The report did not include an analysis of the EU emissions by the member states and if individual countries are on the right trajectory to reach the target.

Will the EU member states have to update their National Determined Contributions (NDCs) to reduce their emissions as the Commission’s press release says might be necessary?

“Our target of at least 55% net emission reductions is aligned with the Paris Agreement and the 1.5C goal. We have announced that we are ready to update our NDC as appropriate to reflect the outcome of the ongoing Fit for 55 negotiations if they result in a de facto higher target.”

Vice-President Timmermans said in his concluding speech at COP27 that the goal of phasing out ‘unabated fossil fuels’ was not reflected in the agreement. Currently the EU has no fixed goal for when specific fuels will be phased out, as the energy mix is a national competence, the spokesperson explained. Many Member States have already phased out coal, or intend to do so in the next decade.

“We hope so, and will encourage them and support them in doing so. The COP27 calls on all countries to update their NDCs in line with the Paris Agreement goals.”

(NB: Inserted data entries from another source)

PR #1138, opened 2023-05-11
add xesam:url mpris from songInfo.url

QuditWolf:
there's an unused mpris property, xesam:url...
which might be useful for people making their own integrations to show what's currently playing on different platforms and integrations. (I use it to show what's playing on youtube-music on my website)

anyways, just a property add, fetching the url from songInfo.url
seems minor

thx


th-ch (approved):

th-ch:
Thanks for the improvement!

PR #3483, opened 2025-06-13
fix(style): fix duplicated scrollbar

### LINKED ISSUE #3039: [Bug]: duplicated scrollbar
### Preflight Checklist

- [x] I have searched the [issue tracker](https://github.com/th-ch/youtube-music/issues) for a feature request that matches the one I want to file, without success.

### Problem Description

So basically we have a scroll bar right ?
and it works right ?
but does it looks visually appealing ? No right ?
That's what I am saying 

Image
Image
Image
Image

### Proposed Solution

I have a suggestion that I hope you will consider. The current scrollbar is not visually appealing, and I find it unnecessary. I believe that the same functionality can be achieved with a more modern, smaller scrollbar.

this is the current one
Image

and this is the simple modern sample [ we all know ]
Image

### Alternatives Considered

.

### Additional Information

_No response_

h-banii:
Closes #3039

This PR just hides the body's overflow (catch-all solution to never show the double scrollbars)

|before|after|
|-|-|
|ytm-before|ytm-after|

<hr>

The bug only seems to happen when:
-  **in-app menu** is enabled
- "notification-action" popup is triggered (`save to playlist`, `add to liked songs`, etc)

I think it has something to do with the top margin added by the **in-app menu**
(plus the 1px added by the notification container)

<hr>

Alternative solution. This targets the notification container specifically.

```css
ytmusic-notification-action-renderer {
  position: fixed;
  z-index: 103; /* magic number from `tp-yt-paper-toast`, but anything >4 is fine */
  /* z-index is needed because otherwise it gets hidden under the left drawer menu */
}
```

Or even

```css
ytmusic-notification-action-renderer {
  position: absolute;
}
yt-notification-action-renderer {
  width: 0 !important; /* the width is set to 1px, and it somehow causes vertical scroll to appear */
  /* height is also set to 1px, but just the width is enough */
}
```

<hr>

> [!NOTE] 
> Interestingly, the double scrollbars don't go away when you close the notification popup... 
> 
> Youtube just creates a node for each notification in the DOM tree, then hides it with css and never removes it.
>
> It's a bit concerning in terms of memory, but that's a separate issue lol.

### DIFF
--- a/src/youtube-music.css
+++ b/src/youtube-music.css
@@ -96,3 +96,8 @@ tp-yt-iron-dropdown,
 tp-yt-paper-dialog {
   app-region: no-drag;
 }
+
+/* Fix duplicated scrollbar */
+body {
+  overflow: hidden !important;
+}


ArjixWasTaken:
> Youtube just creates a node for each notification in the DOM tree, then hides it with css and never removes it. <br>
> It's a bit concerning in terms of memory, but that's a separate issue lol.

Holy shit, we should probably replace their notification system entirely.

src/youtube-music.css
```diff
@@ -96,3 +96,8 @@ tp-yt-iron-dropdown,
 tp-yt-paper-dialog {
   app-region: no-drag;
 }
+
+/* Fix duplicated scrollbar */
+body {
+  overflow: hidden !important;
```
ArjixWasTaken: I'd prefer `overflow-y` since this is for the Y axis, but if someone gets a horizontal scrollbar then ngl that's their problem :rofl:

src/youtube-music.css
```diff
@@ -96,3 +96,8 @@ tp-yt-iron-dropdown,
 tp-yt-paper-dialog {
   app-region: no-drag;
 }
+
+/* Fix duplicated scrollbar */
+body {
```
JellyBrick: I'm worried that this patch might introduce unintended side effects.

h-banii: yeah, fair

youtube seems to be setting `body.style = "overflow: hidden/visible;"` through javascript to dinamically (un)hide the scrollbars when the user goes from the player to home and vice-versa.

Also, I just noticed this could conflict with the `unobtrusive player` plugin too:
https://github.com/th-ch/youtube-music/blob/40429034b6c5f3a2f0a3f480cf3b7a6be5ef86ce/src/plugins/unobtrusive-player/style.css#L1-L3

h-banii:
Since the problem is mainly caused by **in-app-menu's** `margin-top`, I decided to just fix it by using `padding-top` instead.

This seems to fix the issue.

Just at the start of COP27, the Parliament and Council reached a provisional agreement on a revision of the effort sharing regulation (ESR) which regulates the non-ETS sectors and accounts for about 60 % of EU emissions. They agreed to increase the mandatory 2030-target at EU level in these sectors from 30% to 40% compared to 1990-levels.

For each EU member state, specific targets are now set ranging between 10-50%.  "With this deal we take a major step forward in delivering on the EU's climate objectives,” Swedish MEP and rapporteur Jessica Polfjärd (EPP) said. “The new rules for national emission cuts ensure that all member states contribute and that existing loopholes are closed.”

She told The Brussels Times that she believes that the new regulatory framework is the right way to ensure that all of EU contributes to the climate goals. The reductions by sector are not specified and will vary by country.

“We have set a clear framework and it’s now up to the member states to deliver effective climate solutions. The framework defines an ambitious trajectory which determines how much each country must reduce emissions each year.”

Does the Commission believe, after the COP27, that non-EU countries will update their NDCs, and by which date, and commit to reduce GHG emissions by at least 43 % by 2030?

“We hope so, and will encourage them and support them in doing so. The COP27 calls on all countries to update their NDCs in line with the Paris Agreement goals.”